- [Aim of the exercise]:
Repeat the records below word for word.

======

Issue #2987, opened 2019-04-16
Small feature request on girder client: retrieve the current user id


CharlesGueunet:
There is no native function to retrieve the current user id using the girder-client.
Suggestions:
* The `authenticate` method could return the user id (instead of dropping it).
* A small utility could be created like `getCurrentUser()`, calling a `get` on `user/me`

For now, the solution is to build the request like this:

```
currentUserId = client.get('user/me')['_id']
```

zachmullen:
👍  for having `authenticate` return the user document
👎 for a new method

PR #3025, opened 2019-05-03
improve the girder-client authenticate method: return the id of the connected user

CharlesGueunet:
This PR is linked to issue #2987 .

With this PR, the `authenticate` method (girder-client) returns the id of the connected user instead of nothing.
`authenticate` does not return the full user as response given by the server is not consistent between
login+passwd   &  apiKey authentication methods, which would be error prone.

### DIFF
--- a/clients/python/girder_client/__init__.py
+++ b/clients/python/girder_client/__init__.py
@@ -323,6 +323,12 @@ class GirderClient(object):
 
             self.setToken(resp['authToken']['token'])
 
+        if not 'user' in resp.keys():
+            print('Error trying to retrieve the user id during authentication')
+            return None
+
+        return resp['user']['_id']
+
     def setToken(self, token):
         """
         Set a token on the GirderClient instance. This is useful in the case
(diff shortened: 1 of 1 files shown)


clients/python/girder_client/__init__.py
```diff
@@ -323,6 +323,12 @@ def authenticate(self, username=None, password=None, interactive=False, apiKey=N
 
             self.setToken(resp['authToken']['token'])
 
+        if not 'user' in resp.keys():
```
zachmullen: Let's remove this block, if we got here we can assume that the response contains a `user` field.

CharlesGueunet:
> Actually, I think it would make sense to return the whole `user` dictionary instead of just the ID. Do you mind making that small change?

Done, however as written on the original commit, thus content of this dictionary is not the same depending on the type of authentication used (login/passwd or apiKey)

zachmullen:
> Done, however as written on the original commit, the content of the user dictionary is not the same depending on the type of authentication used (login/passwd or apiKey)

I had forgotten that. If we want to fix that, we should change it on the server IMO. This is the correct behavior for the client.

======

- [Written solution]:
Issue #2987, opened 2019-04-16
Small feature request on girder client: retrieve the current user id


CharlesGueunet:
There is no native function to retrieve the current user id using the girder-client.
Suggestions:
* The `authenticate` method could return the user id (instead of dropping it).
* A small utility could be created like `getCurrentUser()`, calling a `get` on `user/me`

For now, the solution is to build the request like this:

```
currentUserId = client.get('user/me')['_id']
```

zachmullen:
👍  for having `authenticate` return the user document
👎 for a new method

PR #3025, opened 2019-05-03
improve the girder-client authenticate method: return the id of the connected user

CharlesGueunet:
This PR is linked to issue #2987 .

With this PR, the `authenticate` method (girder-client) returns the id of the connected user instead of nothing.
`authenticate` does not return the full user as response given by the server is not consistent between
login+passwd   &  apiKey authentication methods, which would be error prone.

### DIFF
--- a/clients/python/girder_client/__init__.py
+++ b/clients/python/girder_client/__init__.py
@@ -323,6 +323,12 @@ class GirderClient(object):
 
             self.setToken(resp['authToken']['token'])
 
+        if not 'user' in resp.keys():
+            print('Error trying to retrieve the user id during authentication')
+            return None
+
+        return resp['user']['_id']
+
     def setToken(self, token):
         """
         Set a token on the GirderClient instance. This is useful in the case
(diff shortened: 1 of 1 files shown)


clients/python/girder_client/__init__.py
```diff
@@ -323,6 +323,12 @@ def authenticate(self, username=None, password=None, interactive=False, apiKey=N
 
             self.setToken(resp['authToken']['token'])
 
+        if not 'user' in resp.keys():
```
zachmullen: Let's remove this block, if we got here we can assume that the response contains a `user` field.

CharlesGueunet:
> Actually, I think it would make sense to return the whole `user` dictionary instead of just the ID. Do you mind making that small change?

Done, however as written on the original commit, thus content of this dictionary is not the same depending on the type of authentication used (login/passwd or apiKey)

zachmullen:
> Done, however as written on the original commit, the content of the user dictionary is not the same depending on the type of authentication used (login/passwd or apiKey)

I had forgotten that. If we want to fix that, we should change it on the server IMO. This is the correct behavior for the client.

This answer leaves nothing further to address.